Joxan Rekondo
LA CASA, REFUGIO Y RESPONSABILIDAD. No podemos esperar que todos los valores aludidos en los artículos anteriores nos vayan a ser irrigados desde el arriba global. Por el contrario, “es posible comenzar desde abajo, desde cada uno de nosotros, a luchar por lo más concreto y local, hasta el último rincón de la patria y del mundo”, dice el Papa Francisco en su encíclica Fratelli Tutti. Quien quiera comenzar desde abajo, está obligado a pensar desde abajo, desde las dimensiones de espacio y tiempo locales y concretos que comparte con las personas reales con las que convive y trabaja y con las que coopera para buscar la resolución de la mayoría de sus necesidades (materiales e inmateriales).

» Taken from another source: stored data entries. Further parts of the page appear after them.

PR #11005, opened 2024-10-23
feat(ONYX-1294): redesign badges and urgency signals on artwork card

dariakoko:
This PR resolves [ONYX-1294] 

### Description

| Increased Interest | Increased Interest Artwork screen | Curators' pick | Curators' pick Artwork screen | Limited-Time Offer | Limited-Time Offer and Increased interest on the Grid | Hight demand Signal in MyCollection |
| --- | --- | --- | --- | --- | --- | --- |
| image | image | image | image | image | image | image |

Redesign badges and urgency signals on artwork card
- remove Limited-Time Offer badge from the artwork
- add original artwork price to the Limited-Time Offer artwork
- change the copy Expired for Limited-Time Offer artwork
- redesign the Curators pick badge
- redesign Increased interest badge
- move the new badge under the artwork's metadata
- redesign the Hight Demand indicator in MyCollection

### PR Checklist

### To the reviewers 👀

- redesign badges and urgency signals on artwork card - daria

#### iOS user-facing changes

-

-

#### Dev changes

-

</details>

[ONYX-1294]: https://artsyproduct.atlassian.net/browse/ONYX-1294?atlOrigin=eyJpIjoiNWRkNTljNzYxNjVmNDY3MDlhMDU5Y2ZhYzA5YTRkZjUiLCJwIjoiZ2l0aHViLWNvbS1KU1cifQ


src/app/Components/ArtworkGrids/ArtworkGridItem.tsx
```diff
@@ -288,6 +288,74 @@ export const Artwork: React.FC<ArtworkProps> = ({
     await item._disappearable?.disappear()
   }
 
+  const getSaleMessage = () => {
```
olerichter00, line 291: Because this function returns a component, it would make sense to move it outside of `ArtworkGridItem` and call it `ArtworkSaleMessage` (or something similar). If it uses artwork data, it could have its own fragment as well (`useFragment`).

src/app/Components/ArtworkGrids/ArtworkGridItem.tsx
```diff
@@ -288,6 +288,74 @@ export const Artwork: React.FC<ArtworkProps> = ({
...
+    // TODO: move into a hook, rename getOfferMessage???
+    const parts = saleInfo && saleInfo.split(/(~.*?~)/)
```
olerichter00, line 293: I think it's okay to keep this inline unless it's used in more than one place, in which case it makes sense to create a helper function to share the code between components.

src/app/Components/ArtworkGrids/ArtworkSocialSignal.tsx
```diff
@@ -21,31 +21,19 @@ export const ArtworkSocialSignal: React.FC<ArtworkSocialSignalProps> = ({
...
-          pb="2px"
-          alignSelf="flex-start"
-          borderRadius={3}
-          borderWidth={1}
-          borderColor={primaryColor}
-        >
-          <Text color={primaryColor} variant="xxs">
+        <Box flexDirection="row" alignItems="center">
+          <ArrowUpRightIcon />
+          <Text color={primaryColor} variant="xs" pl="3px">
```
olerichter00, line 36: Would this work as well? IMO it's better to use an empty space character instead of padding. But I don't feel very strong about it.

```suggestion
          <Text color={primaryColor} variant="xs">{" "}Increased Interest</Text>
```

src/app/Components/ArtworkRail/ArtworkRailCardMeta.tsx
```diff
@@ -132,6 +132,69 @@ export const ArtworkRailCardMeta: React.FC<ArtworkRailCardMetaProps> = ({
     onCompleted: onArtworkSavedOrUnSaved,
   })
 
+  const getSaleMessage = () => {
```
olerichter00, line 135: If this is a duplication of the first `getSaleMessage` it would even make more sense to extract the code into it's own component.

src/app/Components/ArtworkRail/ArtworkRailCardMeta.tsx
```diff
@@ -242,6 +260,18 @@ export const ArtworkRailCardMeta: React.FC<ArtworkRailCardMetaProps> = ({
         {!!displayAuctionSignal && !!collectorSignals && (
           <ArtworkAuctionTimer collectorSignals={collectorSignals} inRailCard />
         )}
+
+        {!sale?.isAuction &&
+          !displayLimitedTimeOfferSignal &&
+          !!collectorSignals &&
+          !!enableCuratorsPicksAndInterestSignals && (
```
olerichter00, line 267: What do you think about extracting this into a const like `displayArtworkSocialSignal`?

src/app/Components/ContextMenu/ContextMenuArtworkPreviewCard.tsx
```diff
@@ -122,7 +122,7 @@ export const ContextMenuArtworkPreviewCard: React.FC<ContextMenuArtworkPreviewCa
                   numberOfLines={1}
                   fontWeight={500}
                 >
-                  {saleMessage}
+                  11 {saleMessage}
```
olerichter00, line 125: 👀 

```suggestion
                  {saleMessage}
```

src/app/utils/getSaleMessgeOrBidInfo.ts
```diff
@@ -84,7 +84,9 @@ export const saleMessageOrBidInfo = ({
   }
 
   if (collectorSignals?.partnerOffer?.isAvailable) {
-    return collectorSignals.partnerOffer.priceWithDiscount?.display
+    const salePrice = artwork.saleMessage && `~${artwork.saleMessage}~`
```
olerichter00, line 87: Are these `~` intentional?

src/app/Components/ArtworkRail/ArtworkRailCardMeta.tsx
dariakoko: It is used in only one place

src/app/utils/getSaleMessgeOrBidInfo.ts
dariakoko: Yes. `saleMessageOrBidInfo` returns a string and we display it in a Text component. For the LTO we will need to return discounted price as well as original price and the original price has to have `line-through` text decoration. In order to not change the returned type I came up with this solution - mark the text that has to have line-through decoration with `~` symbol and then parse the returned string. I'm not sure if this is the best approach, but it seems to work and doesn't require a lot of testing

ArtsyOpenSource:

- Cross-platform user-facing changes (redesign badges and urgency signals on artwork card - daria - dariakoko)
<p align="right">
  Generated by :no_entry_sign: <a href="https://danger.systems/js">dangerJS</a> against b104397488ddbc624cd94b1387c7bebd21a9e7b8
</p>

src/app/Components/ArtworkGrids/ArtworkGridItem.tsx
dariakoko: It is used in only one place

src/app/Components/ArtworkGrids/ArtworkSocialSignal.tsx
```diff
@@ -21,31 +21,20 @@ export const ArtworkSocialSignal: React.FC<ArtworkSocialSignalProps> = ({
...
-          alignSelf="flex-start"
-          borderRadius={3}
-          borderWidth={1}
-          borderColor={primaryColor}
-        >
-          <Text color={primaryColor} variant="xxs">
+        <Box flexDirection="row" alignItems="center">
+          <ArrowUpRightIcon />
+          <Text color={primaryColor} variant="xs">
+            {" "}
```
anandaroop, line 37: **question:** Is this space character intentional? 

I don't see it on the other one^, but there is an explicit `pl` there. Wondering if these were meant to be consistent.

src/app/utils/getSaleMessgeOrBidInfo.ts
anandaroop: **question:** Should that be handled with a ternary instead of a `&&` though? 

I'm wondering if it's possible that `artwork.saleMessage` could be null or undefined, in which case this could render in an undesirable way with the `&&` trick. 

(It is possible for an artwork sale message to be null in Gravity, [under certain conditions](https://github.com/artsy/gravity/blob/a411591753d330bc50a69167c666d38450402d2e/app/models/concerns/for_sale.rb#L368))

src/app/Components/ArtworkGrids/ArtworkSocialSignal.tsx
dariakoko: The space is intentional and should be replacing pl="3px". Thanks!

src/app/utils/getSaleMessgeOrBidInfo.ts
dariakoko: We don't need `artwork.saleMessage && `here at all actually, I will remove it

dariakoko: You're right, I missed that 👍

olerichter00: That's a great solution. To make it more obvious what's happening it could be good to extract the logic into a serialize and a parse function (maybe just declared within the same file). Alternatively two comments could also help to understand when reading the code. 

Extracting the logic would be my favorite :)

src/app/Components/ArtworkGrids/ArtworkSocialSignal.tsx
```diff
@@ -21,31 +21,21 @@ export const ArtworkSocialSignal: React.FC<ArtworkSocialSignalProps> = ({
...
-          alignSelf="flex-start"
-          borderRadius={3}
-          borderWidth={1}
-          borderColor={primaryColor}
-        >
-          <Text color={primaryColor} variant="xxs">
+        <Box alignItems="center" flexDirection="row">
+          <FireIcon />
+          <Text color={primaryColor} variant="xs" textAlign="center">
+            {" "}
```
MounirDhahri, line 27: is this intentional? you can do `ml={0.5}`

MounirDhahri: okey I see the same question [here](https://github.com/artsy/eigen/pull/11005/files#r1815463364) - I think ml="3px"would make sense here

src/app/Components/ArtworkRail/ArtworkSaleMessageComponent.tsx
```diff
@@ -0,0 +1,124 @@
...
+
+interface ArtworkSaleMessageComponentProps {
+  artwork: ArtworkSaleMessageComponent_artwork$key
+  displayLimitedTimeOfferSignal: boolean | null | undefined
+  saleMessage: string | null | undefined
+  saleInfoTextStyle?: TextProps
+  dark?: boolean
+}
+
+export const ArtworkSaleMessageComponent: React.FC<ArtworkSaleMessageComponentProps> = ({
```
MounirDhahri, line 17:
```suggestion
export const ArtworkSaleMessage: React.FC<ArtworkSaleMessageProps> = ({
```

MounirDhahri (dismissed):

En el FT, Francisco apuesta por que sean los valores de vecindario que se pueden promover a partir de las relaciones de cercanía los que deberían proyectarse hacia arriba, influyendo positivamente en las relaciones entre países y regiones del globo.
Es una perspectiva que no se abstrae de la dimensión también mundial que plantean los graves problemas que vivimos, ni se encierra un coto particular. “Hay que mirar lo global, que nos rescata de la mezquindad casera… [pero lo local] tiene algo que lo global no posee: ser levadura, enriquecer, poner en marcha mecanismos de subsidiaridad” (FT). En uno de los párrafos más sugestivos de este documento, Francisco expresa el ‘sabor local’ apelando a la casa, la comunidad natural por excelencia. En referencia al título de este apartado, digamos que la resiliencia de las agrupaciones humanas se vuelve imposible si se dislocan las comunidades naturales.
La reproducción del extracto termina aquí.